Speed Both models 1-50 frames per second (forward) and 12-32 frames per second (reverse - Moviespeed box needed). Both models crystal accurate to 0.001 frame/s.
Aperture size full range available
Aperture plate removable
Motor DC with quartz crystal control
Operating noise level Both models <20 dBA
Indicators speed, run, counter (ft or m), shutter angle, time code (user bit and sensitivity level), voltage, incorrect movement, asynchronous speed, low battery, film end, heater, film jam, loose magazine
Lens mount Arri PL (Super 35 compatible)
Shutter electronic reflex mirror; Can adjusted between 45° and 180° while in standby; manual model stops at 45°, 90°, 120°, 144°, 172°, 180°
Viewfinder 6.1x magnification; viewfinder is rotatable 360° while maintaining an erect image; 12 viewfinder with 2.4 x magnification zoom is available; heated eyepiece.
Video assist Flicker-reduced color or black-and-white CCD camera; on-board 1 monitor available.
Ground glass interchangeable
Magazines 500' (150m) and 1000' (300m) displacement style; all have built-in heaters and torque motors; mechanical and electronic footage counters. 400' (120m) lightweight Steadicam magazines with vertical displacement.
Magazine loading active displacement mags; takes up emulsion in (9P design).
Film cores standard cores
Batteries 24V

Moviecam Compact is a movie camera product line created by Moviecam in 1990, developed by Fritz Gabriel Bauer with the improvements after developed Moviecam SuperAmerica.
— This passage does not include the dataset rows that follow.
PR #158, opened 2017-05-17
Add Intel(R) Math Kernel Library for Deep Neural Networks.

ipuustin:
Add a new package. It can be used as a building block for higher-level DNN frameworks.


ipuustin:
Rebased.

PR #159, opened 2017-05-17
submodule updates

mythi:


ipuustin:
There's now a bug abouit the boost ublas build failure: https://github.com/boostorg/ublas/issues/47. Seems that a patch already exists.

PR #162, opened 2017-05-23
Clean up beignet recipe

ipuustin:
Enable parallel build for beignet by fixing cmake dependencies. Also remove host contamination possibilities by using Python from sysroot instead of Python from build host. This should also help with the incompatible host clang version problem. Also update beignet to use the latest git HEAD.


ipuustin:
The cmake patch got accepted upstream, so just update the SRCREV.

ipuustin:
Rebased.

mythi:
test this please

PR #168, opened 2017-05-30
sbsigntool: stop using gitsm fetcher

mythi:
gitsm fetcher does not work well with download cache
(submodules never get to the local source mirror) and each
builds ends up cloning ccan.

Move to use git fetcher (with https protocol) for both sbsigntool
and ccan independently to speed up fetching and to get the
mirroring benefits.


ipuustin:
I was thinking the same. We are hacking around an (undocumented?) bug in Bitbake. Please at least file a bug for BB. We can revert this patch when BB gets fixed.

mythi:
FWIW, the limitations *are* documented in bitbake user manual:

```
Notes and Warning

The Git Submodules fetcher is not a complete fetcher implementation. The fetcher has known issues where it does not use the normal source mirroring infrastructure properly. 
```

In this particular case I don't see a big risk as the submodule has never been updated in the repo. I do understand the problem still and I'm fine submitting the bug (while submitting another issue I discovered when working on this change)

mythi:
v2: rebased + added a note (with a bug ID) about gitsm limitations

PR #172, opened 2017-06-05
python: runtime and packaging changes

mythi:
After dropping gdbm and db from DEPENDS, we also need to
make sure the corresponding ${PN}-* packages don't get
added in PACKAGES/PROVIDES/RDEPENDS.

Without this, the package managers run into dependency issues
when installing, e.g., python(3)-modules that depend on
existent packages.

While we're at it, it's good time to move python-runtime image
feature to use Python3.


ipuustin:
See my version at https://github.com/intel/intel-iot-refkit/pull/113/commits/778ad99d9654c631654d544e049ce5f0970ae411. Was there a `python3-db` package for Python 3?

mythi:
@ipuustin oops I had missed your patch. python(3)-db is there for both versions.

PR #173, opened 2017-06-06
Move IMAGE_DSK_BASE variable to correct place

jlaako:


mythi:
On Tue, Jun 6, 2017 at 8:47 PM, Patrick Ohly wrote:

> IMHO instead of fixing IMAGE_DSK_BASE and the "dsk" IMAGE_FSTYPES, we
> should remove the entire dead code.
>

I agree. I had intentionally postponed the removal but if it's not working
anymore with the new layer setup, it's time to do it.

FWIW, I also noticed today we can drop image_types_extra.bbclass too...

jlaako:
Well, it does work with this fix. I'm testing it daily...

mythi:
@jlaako please prepare to move to the refkit default image format (.wic) as .dsk is EOL.

mythi:
obsoleted by #187

PR #182, opened 2017-06-13
Update meta-security-isafw to remove cve-check-tool recipe.

ipuustin:
There appears to be an issue with cve-check-tool from meta-security-isafw. See if oe-core version of the tool works better.


ipuustin:
An alternative to this patch should be merging https://github.com/01org/meta-security-isafw/pull/84 and then updating the layer.

ipuustin:
It seems that `isafw.bbclass` keeps working after this change. Also the cve check tool results are available again.

mythi:
@ipuustin thanks!

ipuustin:
Rebased.

PR #187, opened 2017-06-14
images: drop .dsk, clean-ups, and CI optimizations

mythi:


mythi:
I don't think the argument is totally misleading: the conversion is redundant and for CI-purposes file download integrity check is sufficient. I agree the wording could be improved though.

Anyway, thanks for the review.

This obsoletes #173

PR #188, opened 2017-06-14
meta-flatpak: a flatpak layer with basic flatpak support.

klihub:
This patchset adds the usrmerge patchset from @avalluri, a few minor fixes in top of that and a new meta-flatpak layer. meta-flatpak adds support for building flatpak-enabled runtime and SDK images as well as for generating and populating a corresponding flatpak ostree repository with related branches. These are generally referred to as the BasePlatform and BaseSdk runtimes in the flatpak nomenclature. The BaseSdk runtime can then be used to generate (IOW compile/cross-compile, package and publish) applications as flatpaks for a flatpak enabled runtime image.

This patchset contains basic flatpak support, including

1) flatpak and its dependencies (including ostree)
2) a simple systemd service to set up an emulated runtime for the image using mostly bind-mounts
3) a helper class/script for generaring signing keys (used by/for signing flatpak and ostree repositories)
4) helper classes/scripts for generating/populating a per-image primary flatpak repo and optionally 
exporting it to clients (and development hosts) for consumption using flatpak

There is another patchset landing on top of this which adds

1) a proof-of-concept daemon which can be used as
  - a systemd generator during boot to set up 'flatpak sessions' for monitored flatpak repositories
  - a helper binary to launch flatpak applications belonging to a 'flatpak session'
  - a daemon to update flatpak applications, and restart them if needed
2) optionally a set of pre-declared flatpak repositories from which devices running the image will start pulling in applications to be run within 'flatpak sessions'


meta-refkit/conf/bblayers.conf.sample
```diff
@@ -20,6 +20,7 @@ REFKIT_LAYERS = " \
   ##OEROOT##/../meta-security-isafw \
   ##OEROOT##/../meta-intel-realsense \
   ##OEROOT##/../meta-clang \
+  ##OEROOT##/../meta-flatpak \
```
mythi: This justifies ```LCONF_VERSION``` bump.

pohly:
On Fri, 2017-06-16 at 01:04 -0700, Mikko Ylinen wrote:
> @mythi commented on this pull request.
> 
> 
> ______________________________________________________________________
> 
> In meta-refkit/conf/bblayers.conf.sample:
> 
> > @@ -20,6 +20,7 @@ REFKIT_LAYERS = " \
>    ##OEROOT##/../meta-security-isafw \
>    ##OEROOT##/../meta-intel-realsense \
>    ##OEROOT##/../meta-clang \
> +  ##OEROOT##/../meta-flatpak \
> 
> This justifies LCONF_VERSION bump.

Beware that LCONF_VERSION needs to be bumped to 8 unless we get my
OE-core patch "bblayers sanity: bblayers.conf.sample specific update
code" merged first.

See
https://github.com/pohly/intel-iot-refkit/commit/880610028b3eff77a860c122ca67e225338b58de

meta-flatpak/conf/layer.conf
```diff
@@ -0,0 +1,16 @@
...
+    ${LAYERDIR}/recipes-*/*/*.bbappend"
+
+BBFILE_COLLECTIONS += "flatpak-layer"
+BBFILE_PATTERN_flatpak-layer = "^${LAYERDIR}/"
+BBFILE_PRIORITY_flatpak-layer = "6"
+
+LAYERDEPENDS_flatpak-layer = "core openembedded-layer filesystems-layer"
+
+# Set a variable for easy access to the top directory of the flatpak layer.
+FLATPAK_LAYERDIR = '${@os.path.normpath("${LAYERDIR}/../meta-flatpak")}'
```
pohly: Why not just '${@os.path.normpath("${LAYERDIR}")}' ?

klihub: Good point, fixed this one.

meta-refkit/conf/bblayers.conf.sample
klihub: @mythi, @pohly So what LCONF_VERSION should be bumped to ?
5 or 8 ?
Or does this one go to 11 ?

mythi: @klihub based on the commit message from @pohly 8 it is because everything between 4...7 is "reserved".

mythi: Hmm... even 26ee25f is not enough. For some reason the bblayer.conf incompatiblity goes unnoticed and bitbake fails with missing flatpak.inc (since I don't have meta-flatpak enabled)

meta-refkit-core/conf/distro/include/enable-refkit-config.inc
```diff
@@ -15,3 +15,6 @@ VIRTUAL-RUNTIME_initscripts = ""
 # defaults from OE-core.
 DISTRO_FEATURES_DEFAULT_remove = "${REFKIT_DEFAULT_DISTRO_FEATURES_REMOVE}"
 DISTRO_FEATURES ?= "${DISTRO_FEATURES_DEFAULT} ${DISTRO_FEATURES_LIBC} ${REFKIT_DEFAULT_DISTRO_FEATURES}"
+
+require conf/distro/include/usrmerge.inc
+require conf/distro/include/flatpak.inc
```
pohly: enable-refkit-config.inc must be usable even when meta-flatpak is not used (because meta-refkit-core and thus enable-refkit-config.inc must be usable without that layer).

This is causing the "bitbake fails with missing flatpak.inc" error.

Try "include conf/distro/include/flatpak.inc" instead.

klihub: Interesting. All the tests passed in my test build without any such failures (at least I did not stop any). I don't want to interfere now/any more with Mikkos release attempts if he's willing to take this as such, but I change these to includes and do queue them for my next PR.

klihub: Okay, changed the require to an include.

pohly:
On Fri, 2017-06-16 at 13:38 -0700, Krisztian Litkey wrote:
> Interesting. All the tests passed in my test build without any such
> failures (at least I did not stop any).

It only triggers when a developer doesn't already have meta-flatpak in
their bblayers.conf - you always had that, and thus never saw this.

mythi:
On Sat, Jun 17, 2017 at 10:21 PM, Patrick Ohly <notifications@github.com>
wrote:

> On Fri, 2017-06-16 at 13:38 -0700, Krisztian Litkey wrote:
> > Interesting. All the tests passed in my test build without any such
> > failures (at least I did not stop any).
>
> It only triggers when a developer doesn't already have meta-flatpak in
> their bblayers.conf - you always had that, and thus never saw this.
>
>
What's not quite right is that bitbake only gave the flatpak.inc parse
error but did
not check layer conf version.

pohly:
On Sun, 2017-06-18 at 22:13 -0700, Mikko Ylinen wrote:
> On Sat, Jun 17, 2017 at 10:21 PM, Patrick Ohly
> <notifications@github.com>
> wrote:
> 
> > On Fri, 2017-06-16 at 13:38 -0700, Krisztian Litkey wrote:
> > > Interesting. All the tests passed in my test build without any
> such
> > > failures (at least I did not stop any).
> >
> > It only triggers when a developer doesn't already have meta-flatpak
> in
> > their bblayers.conf - you always had that, and thus never saw this.
> >
> >
> What's not quite right is that bitbake only gave the flatpak.inc parse
> error but did not check layer conf version.

I agree, that could be improved - not sure whether that's possible,
though.

The reason is that the version check only triggers after parsing the
base configuration, but that already fails in a fatal way.

PR #193, opened 2017-06-16
oe-init-build-env: fix Bash version inconsistencies

mythi:
Some versions* of Bash do not seem to set BASH_SOURCE
correctly resulting broken THIS_SCRIPT path and the
build environment setup fails.

Simplify the if elsif else logic to default to $0 if
BASH_SOURCE is not set.

Tested on:
   * GNU bash, version 4.3.30(1)
   * GNU bash, version 4.4.11(1)
   * zsh 5.0.7

[YOCTO: #11640]

* Bash 4.3.48(1) on Ubuntu 16.04 this fails but with Bash
4.2.46(1) on CentOS 7 it works.

### DIFF
--- a/oe-init-build-env
+++ b/oe-init-build-env
@@ -27,10 +27,8 @@
 #
 if [ -n "$BASH_SOURCE" ]; then
     THIS_SCRIPT=$BASH_SOURCE
-elif [ -n "$ZSH_NAME" ]; then
-    THIS_SCRIPT=$0
 else
-    THIS_SCRIPT="$(pwd)/oe-init-build-env"
+    THIS_SCRIPT=$0
 fi
 
 THIS_SCRIPT_DIR=$(dirname "$THIS_SCRIPT")


ipuustin:
Appears to work under zsh too. @pohly is right in that this should also be upstreamed.

incandescant:
I'm not sure it does work for poky, the reason we've seen this with refkit and not poky is that we have refkit setup differently on the YP AB in that we source the oe-init-build-env from a parent directory, rather than directory of the script.

For OE and Poky builds we do:
$ . oe-init-build-env

For refkit builds we do:
$ . refkit/oe-init-build-env

The reason for doing things differently is due to the way the yocto-autobuilder sets up the directory structure on layer fetch, it assumes the top-level directory is a clone of the poky repo. We want this to also be the case in nightly-refkit as we want to be able to build refkit against the in-testing, i.e. master-next/mut/etc, branches of bitbake, OE-Core, etc. Therefore we clone the intel-iot-refkit repo into a child of the poky tree and set up bblayers.conf appropriately.

ipuustin:
@incandescant : thanks for the info! Would it be possible to test this change in YP AB before we merge it to Refkit?

incandescant:
This doesn't seem to help on ubuntu1604 (GNU bash, version 4.3.48(1)-release (x86_64-pc-linux-gnu)):

https://autobuilder.yocto.io/builders/nightly-refkit/builds/16
https://autobuilder.yocto.io/builders/nightly-refkit/builds/16/steps/RunPreamble/logs/stdio

Updating my test script from [YOCTO: #11640]

```
joshuagl@ubuntu1604:~$ source test/test.sh 
BASH_SOURCE=test/test.sh
THIS_SCRIPT=test/test.sh
$0=-bash
joshuagl@ubuntu1604:~$ cat test/test.sh 
#!/usr/bin/env sh

if [ -n "$BASH_SOURCE" ]; then
    THIS_SCRIPT=$BASH_SOURCE
else
    THIS_SCRIPT=$0
fi

echo BASH_SOURCE=$BASH_SOURCE
echo THIS_SCRIPT=$THIS_SCRIPT
echo "\$0"=$0
```

pohly:
On Mon, 2017-06-19 at 03:22 -0700, Joshua G Lock wrote:
> I'm not sure it does work for poky, the reason we've seen this with
> refkit and not poky is that we have refkit setup differently on the YP
> AB in that we source the oe-init-build-env from a parent directory,
> rather than directory of the script.
> 
> For OE and Poky builds we do:
> $ . oe-init-build-env

In other words, the same problem probably also exists in OE-core and
Poky and it needs the same fix?

That explains it for me, so I think we should go ahead and merge this
for Refkit. IMHO there's no need to do a trial-run in the AB, I trust
that Mikko has checked that it really works. OTOH, has he tested .
<path>/oe-init-build-env? Not sure :-/

ipuustin:
@incandescant Why does it fail then? `THIS_SCRIPT` seems to have the right value in all the tests that you ran. Is `/bin/sh` *dash* in Ubuntu? It would explain why @mythi reports `BASH_SOURCE` being wrongly set in some bash versions. :-)

pohly:
On Mon, 2017-06-19 at 05:25 -0700, Joshua G Lock wrote:
> This doesn't seem to help on ubuntu1604 (GNU bash, version
> 4.3.48(1)-release (x86_64-pc-linux-gnu)):
> 
> https://autobuilder.yocto.io/builders/nightly-refkit/builds/16
> https://autobuilder.yocto.io/builders/nightly-refkit/builds/16/steps/RunPreamble/logs/stdio
>
> Updating my test script from [YOCTO: #11640]
> 
> joshuagl@ubuntu1604:~$ source test/test.sh 
> BASH_SOURCE=test/test.sh
> THIS_SCRIPT=test/test.sh
> $0=-bash

So it looks like Mikko hasn't tested the out-of-directory invocation
case after all.

Given the output above, I don't see a solution for those bash versions
which set neither BASH_SOURCE nor $0. Any bright ideas from anyone?

Joshua, can you perhaps work around this by invoking the script inside
the intel-iot-refkit directory? It has not become clear to me why you
need to do this differently for refkit and poky.

pohly:
On Mon, 2017-06-19 at 05:25 -0700, Joshua G Lock wrote:
> This doesn't seem to help on ubuntu1604 (GNU bash, version
> 4.3.48(1)-release (x86_64-pc-linux-gnu)):
> 
> https://autobuilder.yocto.io/builders/nightly-refkit/builds/16
> https://autobuilder.yocto.io/builders/nightly-refkit/builds/16/steps/RunPreamble/logs/stdio
> 
> Updating my test script from [YOCTO: #11640]
> 
> joshuagl@ubuntu1604:~$ source test/test.sh 
> BASH_SOURCE=test/test.sh
> THIS_SCRIPT=test/test.sh
> $0=-bash

Sorry, I was confused.

Joshua, the script works when using bash on ubuntu1604 as your output
shows. It fails when using dash:

$ dash
$ . test/test.sh
BASH_SOURCE=
THIS_SCRIPT=dash
$0=dash

So perhaps as a workaround on ubuntu1604 avoid running the AB wrapper
script under dash, i.e. source in a bash shell?

ipuustin:
I updated the bug report. @incandescant, we can close this PR if you also feel AB is right place for fixing the issue.

incandescant:
Apologies for the noise all, I had managed to completely forget about Ubuntu's use of dash. I will try and get this worked around in yocto-autobuilder. Feel free to close.

ipuustin:
Closing. We can reopen if needed later.

PR #196, opened 2017-06-16
meta-openembedded: update to latest HEAD.

ipuustin:
Just update meta-openembedded. This is to see if the installer selftests fail with this.


ipuustin:
Git bisect says that the installer tests fail because of this meta-openembedded commit:     `lvm2/libdevmapper: fix invoking lvcreate failed` (https://github.com/openembedded/meta-openembedded/commit/6aa1dd223a140abc9f7fb6c9e9bf7134abfde5cc).

PR #588, opened 2017-05-17
Added failures per second as a series in the chart

alercunha:
As a user of locust it's very useful to know how many requests are failing in the chart. The failure % is useful but when pushing heavy loads against an API in my case it's common the autoscaling can't cope up with the demand and a lot of fails start to happen. Having those represented in the chart is very valuable to understand how the scaling overall is working.

image

### DIFF
--- a/locust/static/locust.js
+++ b/locust/static/locust.js
@@ -116,7 +116,7 @@ $(".stats_label").click(function(event) {
 });
 
 // init charts
-var rpsChart = new LocustLineChart($(".charts-container"), "Total Requests per Second", ["RPS"], "reqs/s");
+var rpsChart = new LocustLineChart($(".charts-container"), "Total Requests per Second", ["RPS", "FPS"], "reqs/s");
 var responseTimeChart = new LocustLineChart($(".charts-container"), "Average Response Time", ["Average Response Time"], "ms");
 var usersChart = new LocustLineChart($(".charts-container"), "Number of Users", ["Users"], "users");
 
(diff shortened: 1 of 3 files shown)


jrouaix:
Too sad this PR is not merged since 2 years :'(

alercunha:
> Too sad this PR is not merged since 2 years :'(

My default installation of locust still points to this branch. I find it much more useful that way....

cyberw:
@heyman I think this is a very useful contribution (although I dont use the web ui myself). Ok to merge, if someone fixes the conflicts?

cyberw:
Would be nice if we could make the line red.

alercunha:
@cyberw PR is too old. I'll drop this one and create a new PR fresh from master in a couple days.

cyberw:
@alercunha Awesome!

heyman:
I'm +1. I wonder if it's best to have the failure line in the same graph, or if it's better to have a separate graph for failures (as suggested in #952)? I also think that the color of the line should be red.

cyberw:
@alercunha Is your new PR on the way? :)

alercunha:
@cyberw sorry I've been quite busy in the past few days. I'll try to get this done during the weekend.

alercunha:
@cyberw @heyman I posted a [new PR](https://github.com/locustio/locust/pull/1140). @heyman based on my experience having the failure line in the same graph makes more sense. Being able to see the correlation between the two lines in the same chart helped me figuring out the root cause of degradation of my service some years ago.

PR #592, opened 2017-05-25
Add sequential-execute tasks support for <TaskSet> class, if want to …

lailongwei:
…use sequential-execute property, Add random_execute = False in your <TaskSet> class, and specific every tasks order at @task() decorator

### DIFF
--- a/locust/core.py
+++ b/locust/core.py
@@ -19,7 +19,7 @@ from .exception import LocustError, InterruptTaskSet, RescheduleTask, Reschedule
 logger = logging.getLogger(__name__)
 
 
-def task(weight=1):
+def task(weight=1, order=-sys.maxint - 1):
     """
     Used as a convenience decorator to be able to declare tasks for a TaskSet 
     inline in the class. Example::
@@ -33,9 +33,9 @@ def task(weight=1):
             def create_thread(self):
                 pass
     """
-    
+
     def decorator_func(func):
-        func.locust_task_weight = weight
+        func.locust_task_info = {"weight": weight, "order": order}
         return func
     
     """
@@ -158,12 +158,18 @@ class TaskSetMeta(type):
                     new_tasks.append(task)
         
         for item in six.itervalues(classDict):
-            if hasattr(item, "locust_task_weight"):
-                for i in xrange(0, item.locust_task_weight):
+            if hasattr(item, "locust_task_info"):
+                for i in xrange(0, item.locust_task_info["weight"]):
                     new_tasks.append(item)
-        
+
+        if "random_execute" not in classDict:
+            classDict["random_execute"] = True
+        elif not classDict['random_execute']:
+            new_tasks = sorted(
+                new_tasks, cmp=lambda left, right: cmp(left.locust_task_info["order"], right.locust_task_info["order"]))
+
         classDict["tasks"] = new_tasks
-        
+
         return type.__new__(mcs, classname, bases, classDict)
 
 @six.add_metaclass(TaskSetMeta)
@@ -241,6 +247,8 @@ class TaskSet(object):
             self.min_wait = self.locust.min_wait
         if not self.max_wait:
             self.max_wait = self.locust.max_wait
+
+        self.last_execute_task_index = 0
 
     def run(self, *args, **kwargs):
         self.args = args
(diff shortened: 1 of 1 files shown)


lailongwei:
Add sequential-execute tasks support for <TaskSet> class, if want to yse sequential-execute property, Add random_execute = False in your <TaskSet> class, and specific every tasks order at @task() decorator

lailongwei:
### Add sequential-Execute support on **`TaskSet`**
Add sequential-Execute support on TaskSet, e.g:

```python
class MyNestedTask(TaskSet):
    @task(order=1)
    def nest_task_1(self):
        print('Hello, I am nest task 1')

    @task(order=2)
    def nest_task_2(self):
        print('Hello, I am nest task 2')
        self.interrupt()

class MyTask(TaskSet):
    tasks = {
        # Nested class, value can be number or dict, if is number, is weight, if value is dict, you can specific 'order' and 'weight' setting, default order value is intmax(2147483647), default weight value is 1.
        MyNestTask: {'order': 3, 'weight': 1},
    }

    @task(order=1)
    def task_1(self): # task_1 executes first over task_2
        print('Hello, I am task 1')

    @task(order=2)
    def task_2(self): #task_2 executes after task_1
        print('Hello, I am task 2')

    random_execute = False # Tell Locust do no random execute tasks(default is True, for compatible with old versions)
```

---
### Add new event **`load_success`**
Add new event define `load_success`, when all locusts load successfully, will fire this event, e.g:

```python
def OnPriorInit(options, locusts):
    print("locust load success, options:\n{}'.format(options))
    print("locusts(count: {}):".format(len(locusts)))
    for locust_name, locust_cls in locusts.iteritems():
        print('    {}: {}'.format(locust_name, locust_cls))
```

locust/core.py
```diff
@@ -19,7 +19,7 @@
 logger = logging.getLogger(__name__)
 
 
-def task(weight=1):
+def task(weight=1, order=2147483647):
     """
```
cgoldberg: might be nicer to declare a MAXINT constant and use that instead of 2147483647 directly

cgoldberg:
also note that the Pythyon 3.x builds are currently failing on Travis for this PR

locust/core.py
```diff
@@ -199,21 +238,24 @@ class TaskSet(object):
...
     max_wait = None
     """
     Maximum waiting time between the execution of locust tasks. Can be used to override 
     the max_wait defined in the root Locust class, which will be used if not set on the 
     TaskSet.
     """
-    
+
+    random_execute = None
+    """random execute falg"""
```
cgoldberg: s/falg/flag
:)

locust/main.py
```diff
@@ -462,7 +474,21 @@ def sig_term_handler():
...
     gevent.signal(signal.SIGTERM, sig_term_handler)
-    
+
+    # interval updater
+    def do_interval_update(update_interval):
+        update_times = 1
+        while True:
+            try:
+                events.locust_update.fire(times=update_times)
+            except Exception, e:
```
cgoldberg: change `except Exception, e:`  to `except Exception as e:`
only the newer exception syntax is valid in Python3

locust/core.py
```diff
@@ -137,35 +141,70 @@ class TaskSetMeta(type):
...
         for item in six.itervalues(classDict):
-            if hasattr(item, "locust_task_weight"):
-                for i in xrange(0, item.locust_task_weight):
+            if hasattr(item, "locust_task_info"):
+                for i in xrange(0, item.locust_task_info["weight"]):
                     new_tasks.append(item)
-        
+
+        new_tasks = sorted(
+            new_tasks, cmp=lambda left, right: cmp(left.locust_task_info["order"], right.locust_task_info["order"]))
```
cgoldberg: the `cmp()` function, and the `cmp` parameter to `sorted()` are no longer available in Python3.  You need to use the `key` parameter instead.

locust/core.py
```diff
@@ -73,34 +73,38 @@ class Locust(object):
...
-        
+
     client = NoClientWarningRaiser()
     _catch_exceptions = True
-    
+
     def __init__(self):
         super(Locust, self).__init__()
-    
+        self.task_set_instance = self.task_set(self)
```
cgoldberg: `self.task_set_instance = self.task_set(self)` is failing in Python 2.7 with `TypeError: 'NoneType' object is not callable`

cgoldberg:
another test failure under Python 2.7:
```
FAIL: test_exception_is_catched (locust.test.test_runners.TestMasterRunner)
Test that exceptions are stored, and execution continues
```

thomas-phillips-nz:
Is it possible to have the commit messages in English? I don't know if the locust project has rules about commit messages, but I suspect they should be in English

locust/core.py
lailongwei: 👍 Yep

locust/core.py
lailongwei: unnnnnnnnnn....My mistake, haha

Issue #598, opened 2017-06-07
bump gevent version


ed1d1a8d:
When using gevent 1.1.2 with Python 3.6, we get the following bug: https://github.com/gevent/gevent/issues/903

This is fixed if one updates to gevent 1.2.2. I propose we bump the resource here: https://github.com/locustio/locust/blob/master/setup.py#L43

stefanopretto:
How did you make Locust accept gevent 1.2.2? I updated it manually, but when I try to run Locust I get "The 'gevent==1.1.2' distribution was not found and is required by locustio".

aldenpeterson-wf:
@stefanopretto I believe the latest tag does not have that constraint  https://github.com/locustio/locust/releases/tag/v0.8a1

stefanopretto:
@aldenpeterson-wf I am using 0.8a1 but I get the error mentioned above, after manually updating gevent.

cgoldberg:
updated  in master... see #599

PR #599, opened 2017-06-07
Bump gevent version

ed1d1a8d:
Addresses https://github.com/locustio/locust/issues/598


aldenpeterson-wf:
+1 I've had to do this before too, but I guess I never thought to PR it back..

PR #609, opened 2017-06-21
find locustfile in the root directory

arthurdarcet:
if the `locustfile.py` file is located in the filesystem root, and the `locust` command is launched from the fs root too, then the file is not found.

(to work around this issue, `-f /locustfile` has to be explicitly passed to the `locust` command)

having the locustfile in the fs root is a common use case when running in docker


heyman:
Looks good! Thanks!

PR #612, opened 2017-06-26
Add ability to write csv stats files  

### LINKED ISSUE #598: bump gevent version

aldenpeterson-wf:
I started reviewing https://github.com/locustio/locust/pull/445 but found that it had enough problems that it'd be just easier to rewrite the entire PR.

This:

 - Ability to write csv files for both the requests and distribution csv as a command line flag
- Refactored the logic in the web handler to reuse this csv generation for better portability

I also fixed #598 because that issue has been annoying me for a while.

### DIFF
--- a/locust/web.py
+++ b/locust/web.py
@@ -15,8 +15,7 @@ from flask import Flask, make_response, request, render_template
 from . import runners
 from .cache import memoize
 from .runners import MasterLocustRunner
-from .stats import sort_stats
-from locust.stats import median_from_dict, requests_csv, distribution_csv
+from .stats import sort_stats, median_from_dict, requests_csv, distribution_csv
 from locust import __version__ as version
 
 import logging
--- a/locust/web.py
+++ b/locust/web.py
@@ -15,7 +15,8 @@ from flask import Flask, make_response, request, render_template
 from . import runners
 from .cache import memoize
 from .runners import MasterLocustRunner
-from locust.stats import median_from_dict
+from .stats import sort_stats
+from locust.stats import median_from_dict, requests_csv, distribution_csv
 from locust import __version__ as version
 
 import logging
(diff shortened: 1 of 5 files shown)


mambusskruj:
Hi, as I understand one row will write in csv per 2 seconds? Why not per one second? It will be great for some TSDB like InfluxDB.

aldenpeterson-wf:
@mambusskruj I copied the interval here: https://github.com/locustio/locust/blob/master/locust/stats.py#L519

I'd actually be more inclined to _decrease_ the frequency given that it's blocking IO for locust and on slower systems that might affect your loadtest performance.

mambusskruj:
@aldenpeterson-wf well, if locust used with master-slave mod, this is not a big issue I think.

aldenpeterson-wf:
@mambusskruj I could make it a user defined option but I'm not sure that it's worth the added complexity.

I'd be curious what other people think. I could also define the time at the module level so anyone who really wanted to could set the timeframe for both the printing/csv save.

locust/web.py
```diff
@@ -15,7 +15,8 @@
 from . import runners
 from .cache import memoize
 from .runners import MasterLocustRunner
-from locust.stats import median_from_dict
+from .stats import sort_stats
```
cgoldberg: why the 2 different imports from `.stats` and then `locust.stats`?

cgoldberg:
>  I could make it a user defined option but I'm not sure that it's worth the added complexity.

I think 2 secs for a writing interval sounds good for the initial implementation.  Once we gauge impact of this change on performance, we can revisit or make it configurable.

First pass at a review LGTM, but I haven't tested it.  Also, can something be added to the docs or README that describes stats output?

locust/web.py
aldenpeterson-wf: .. no reason, will fix this

aldenpeterson-wf:
@cgoldberg will update the docs.

I also might just make the sleep time to be constants in that file, so someone can change them it if they want since.. python.

aldenpeterson-wf:
I'm not 100% sure where to put this in the docs. There's not really a good section detailing all the flags but I added them, given activity on GH it seems an option like this would be very commonly used.

Also @mambusskruj I added the ability to easily customize how frequently the stats CSV is written.

aldenpeterson-wf:
@cgoldberg this is updated and ready for review

aldenpeterson-wf:
@cgoldberg bump :)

Its potential applications are widespread, and it is regularly used on music videos, for commercials, in second unit work on features, for special effects shooting, and for motion control. It is currently considered the most popular 35 mm movie camera in general use because of its intuitive design, wide range of applications, high reliability and retail availability. In recognition of the Compact system's achievements, AMPAS awarded Moviecam a Scientific and Engineering Academy Award in 1993.

In 2004, Moviecam released Compact MK2, with updated drive system.

The camera was used to film the entire production of the successful horror movies Vampire in Brooklyn and Scream, directed by Wes Craven.

The Arricam systems, which co-developed by Arri and Bauer, inspired from Compact and Arriflex 535 series in design and mechanism aspects.